** Opening Records provided block **

PR #4369, opened 2022-12-15
Add flag to turn off NLPP grid randomization

markdewing:
Add input flag to turn off the non-local pseudopotential grid randomization.

One motivation is for testing of parameter derivatives against an external script.  It's easier if there is no rotation of the grid.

** Closing Records provided block **

▶ What you should do:
Each line of the records above must be copied exactly.

▶ Reply to the exercise:
PR #4369, opened 2022-12-15
Add flag to turn off NLPP grid randomization

markdewing:
Add input flag to turn off the non-local pseudopotential grid randomization.

One motivation is for testing of parameter derivatives against an external script.  It's easier if there is no rotation of the grid.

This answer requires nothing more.